• What to produce
Go through the data below. Pull out every line that has the word "client".

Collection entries
BEGIN

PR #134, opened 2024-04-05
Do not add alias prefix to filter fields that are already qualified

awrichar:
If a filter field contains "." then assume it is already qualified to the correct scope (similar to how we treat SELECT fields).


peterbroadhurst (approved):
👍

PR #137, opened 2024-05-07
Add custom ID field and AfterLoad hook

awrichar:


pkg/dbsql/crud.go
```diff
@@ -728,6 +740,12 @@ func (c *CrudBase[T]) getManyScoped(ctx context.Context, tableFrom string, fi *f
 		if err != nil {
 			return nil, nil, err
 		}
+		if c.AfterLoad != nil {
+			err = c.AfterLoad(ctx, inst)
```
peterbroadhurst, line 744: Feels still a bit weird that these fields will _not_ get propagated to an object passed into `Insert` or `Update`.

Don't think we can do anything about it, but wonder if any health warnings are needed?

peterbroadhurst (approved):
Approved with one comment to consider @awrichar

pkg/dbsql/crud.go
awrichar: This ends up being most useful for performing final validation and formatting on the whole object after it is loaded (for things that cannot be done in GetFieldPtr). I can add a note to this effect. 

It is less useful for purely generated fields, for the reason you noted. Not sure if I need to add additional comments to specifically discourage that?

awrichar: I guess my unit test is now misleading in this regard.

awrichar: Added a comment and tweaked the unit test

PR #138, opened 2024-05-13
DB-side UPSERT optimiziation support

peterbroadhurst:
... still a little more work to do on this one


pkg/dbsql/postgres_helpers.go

END
BEGIN

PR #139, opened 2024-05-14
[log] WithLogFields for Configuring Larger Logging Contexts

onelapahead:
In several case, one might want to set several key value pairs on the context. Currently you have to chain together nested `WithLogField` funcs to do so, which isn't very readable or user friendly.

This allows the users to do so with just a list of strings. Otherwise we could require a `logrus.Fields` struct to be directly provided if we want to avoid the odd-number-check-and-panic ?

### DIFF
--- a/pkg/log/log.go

END
BEGIN

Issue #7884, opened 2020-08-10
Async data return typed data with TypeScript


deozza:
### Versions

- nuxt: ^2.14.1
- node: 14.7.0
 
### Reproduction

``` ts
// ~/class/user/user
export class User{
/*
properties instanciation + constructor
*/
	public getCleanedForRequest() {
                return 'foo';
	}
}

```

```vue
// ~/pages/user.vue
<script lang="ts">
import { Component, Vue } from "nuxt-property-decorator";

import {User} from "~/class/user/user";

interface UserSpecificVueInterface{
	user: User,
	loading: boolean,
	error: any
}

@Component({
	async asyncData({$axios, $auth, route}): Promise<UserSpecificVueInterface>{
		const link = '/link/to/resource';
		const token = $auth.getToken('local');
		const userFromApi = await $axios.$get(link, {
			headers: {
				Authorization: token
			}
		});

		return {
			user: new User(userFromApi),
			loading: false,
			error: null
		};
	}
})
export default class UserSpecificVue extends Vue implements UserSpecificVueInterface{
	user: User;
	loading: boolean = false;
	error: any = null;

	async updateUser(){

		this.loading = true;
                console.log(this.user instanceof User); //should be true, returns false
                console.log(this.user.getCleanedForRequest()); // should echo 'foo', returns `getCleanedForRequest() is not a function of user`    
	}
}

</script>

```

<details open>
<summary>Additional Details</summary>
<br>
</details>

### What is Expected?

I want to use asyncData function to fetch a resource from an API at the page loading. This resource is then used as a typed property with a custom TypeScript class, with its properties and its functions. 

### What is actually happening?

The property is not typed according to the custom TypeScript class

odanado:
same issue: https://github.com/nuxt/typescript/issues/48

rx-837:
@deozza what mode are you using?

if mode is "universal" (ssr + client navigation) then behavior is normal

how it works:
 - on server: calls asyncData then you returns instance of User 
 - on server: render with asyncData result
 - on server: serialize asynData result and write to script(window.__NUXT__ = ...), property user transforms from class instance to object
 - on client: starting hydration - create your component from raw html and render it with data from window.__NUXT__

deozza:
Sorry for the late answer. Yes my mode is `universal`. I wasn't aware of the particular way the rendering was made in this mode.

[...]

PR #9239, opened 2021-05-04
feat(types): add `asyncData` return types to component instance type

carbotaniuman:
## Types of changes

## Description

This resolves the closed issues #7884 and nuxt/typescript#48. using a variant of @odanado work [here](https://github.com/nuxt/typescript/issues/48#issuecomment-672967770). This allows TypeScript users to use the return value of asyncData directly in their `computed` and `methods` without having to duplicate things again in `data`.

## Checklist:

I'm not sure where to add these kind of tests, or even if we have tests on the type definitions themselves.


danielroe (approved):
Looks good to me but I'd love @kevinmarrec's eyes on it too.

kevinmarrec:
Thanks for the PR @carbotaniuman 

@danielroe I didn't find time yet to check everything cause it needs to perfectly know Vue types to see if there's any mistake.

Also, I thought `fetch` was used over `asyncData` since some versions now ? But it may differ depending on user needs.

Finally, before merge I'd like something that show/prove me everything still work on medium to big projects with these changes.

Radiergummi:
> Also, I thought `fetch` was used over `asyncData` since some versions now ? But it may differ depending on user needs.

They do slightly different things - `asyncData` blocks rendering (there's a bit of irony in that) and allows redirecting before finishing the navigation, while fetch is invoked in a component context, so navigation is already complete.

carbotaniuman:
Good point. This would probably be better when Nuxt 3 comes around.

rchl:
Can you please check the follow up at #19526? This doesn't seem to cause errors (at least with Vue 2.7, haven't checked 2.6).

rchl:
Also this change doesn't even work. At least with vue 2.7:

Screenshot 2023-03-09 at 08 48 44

END

• Exercise solution
if mode is "universal" (ssr + client navigation) then behavior is normal
 - on client: starting hydration - create your component from raw html and render it with data from window.__NUXT__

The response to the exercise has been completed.